Exercise aim: Of the records that follow, copy only the lines from the line containing "PR #112, opened 2025-02-26" to the line containing "Closing as ill lump it all in #113", both included, exactly as written.

(Data items)
——————
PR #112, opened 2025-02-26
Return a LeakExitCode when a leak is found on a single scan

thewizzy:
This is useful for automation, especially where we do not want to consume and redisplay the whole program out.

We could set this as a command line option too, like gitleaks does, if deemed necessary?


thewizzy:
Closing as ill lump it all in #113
——————
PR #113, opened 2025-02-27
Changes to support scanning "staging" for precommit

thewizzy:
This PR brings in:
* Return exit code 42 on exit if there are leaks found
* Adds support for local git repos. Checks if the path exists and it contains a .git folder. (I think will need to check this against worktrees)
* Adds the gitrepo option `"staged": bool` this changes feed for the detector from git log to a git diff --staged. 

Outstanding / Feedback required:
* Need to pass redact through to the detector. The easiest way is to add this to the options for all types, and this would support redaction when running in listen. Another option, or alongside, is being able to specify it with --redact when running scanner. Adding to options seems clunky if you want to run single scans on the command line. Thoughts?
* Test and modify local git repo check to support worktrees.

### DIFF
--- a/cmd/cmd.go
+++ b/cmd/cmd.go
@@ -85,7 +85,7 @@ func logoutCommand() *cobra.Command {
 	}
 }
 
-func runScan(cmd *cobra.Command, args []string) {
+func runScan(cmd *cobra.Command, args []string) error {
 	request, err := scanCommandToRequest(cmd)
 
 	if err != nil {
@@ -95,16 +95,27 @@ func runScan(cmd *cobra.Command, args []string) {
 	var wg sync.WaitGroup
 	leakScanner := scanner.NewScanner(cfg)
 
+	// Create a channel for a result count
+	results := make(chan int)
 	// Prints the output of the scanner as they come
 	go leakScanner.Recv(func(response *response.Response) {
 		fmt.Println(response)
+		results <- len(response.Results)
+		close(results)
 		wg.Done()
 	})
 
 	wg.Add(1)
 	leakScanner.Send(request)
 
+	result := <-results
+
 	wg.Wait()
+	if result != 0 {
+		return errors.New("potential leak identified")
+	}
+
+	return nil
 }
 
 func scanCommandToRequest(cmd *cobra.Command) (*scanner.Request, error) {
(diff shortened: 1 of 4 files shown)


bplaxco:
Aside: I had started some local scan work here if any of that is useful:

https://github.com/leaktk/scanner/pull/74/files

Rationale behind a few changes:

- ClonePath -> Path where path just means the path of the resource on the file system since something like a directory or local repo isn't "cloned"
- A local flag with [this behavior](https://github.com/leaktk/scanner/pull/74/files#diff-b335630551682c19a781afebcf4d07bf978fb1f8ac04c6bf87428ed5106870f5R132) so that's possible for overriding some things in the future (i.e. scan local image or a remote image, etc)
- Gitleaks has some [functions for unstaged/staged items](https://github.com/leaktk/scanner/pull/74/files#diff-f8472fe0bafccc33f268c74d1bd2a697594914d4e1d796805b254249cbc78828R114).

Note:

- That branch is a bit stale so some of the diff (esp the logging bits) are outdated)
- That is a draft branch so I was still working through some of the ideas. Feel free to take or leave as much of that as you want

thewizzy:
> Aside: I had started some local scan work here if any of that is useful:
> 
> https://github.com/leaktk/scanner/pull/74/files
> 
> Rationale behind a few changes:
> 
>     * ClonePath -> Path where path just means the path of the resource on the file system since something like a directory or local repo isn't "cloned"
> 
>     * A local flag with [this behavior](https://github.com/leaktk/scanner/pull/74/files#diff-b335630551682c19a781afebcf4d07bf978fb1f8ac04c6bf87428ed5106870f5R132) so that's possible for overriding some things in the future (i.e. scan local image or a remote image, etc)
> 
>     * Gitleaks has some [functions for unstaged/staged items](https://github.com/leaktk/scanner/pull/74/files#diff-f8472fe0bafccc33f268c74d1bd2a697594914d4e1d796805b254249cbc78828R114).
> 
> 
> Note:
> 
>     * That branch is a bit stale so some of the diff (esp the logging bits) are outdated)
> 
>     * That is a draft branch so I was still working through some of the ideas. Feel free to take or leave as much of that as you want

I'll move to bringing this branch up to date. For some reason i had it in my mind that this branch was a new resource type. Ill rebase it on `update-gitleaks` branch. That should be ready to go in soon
——————
Task answer:
PR #112, opened 2025-02-26
Return a LeakExitCode when a leak is found on a single scan

thewizzy:
This is useful for automation, especially where we do not want to consume and redisplay the whole program out.

We could set this as a command line option too, like gitleaks does, if deemed necessary?


thewizzy:
Closing as ill lump it all in #113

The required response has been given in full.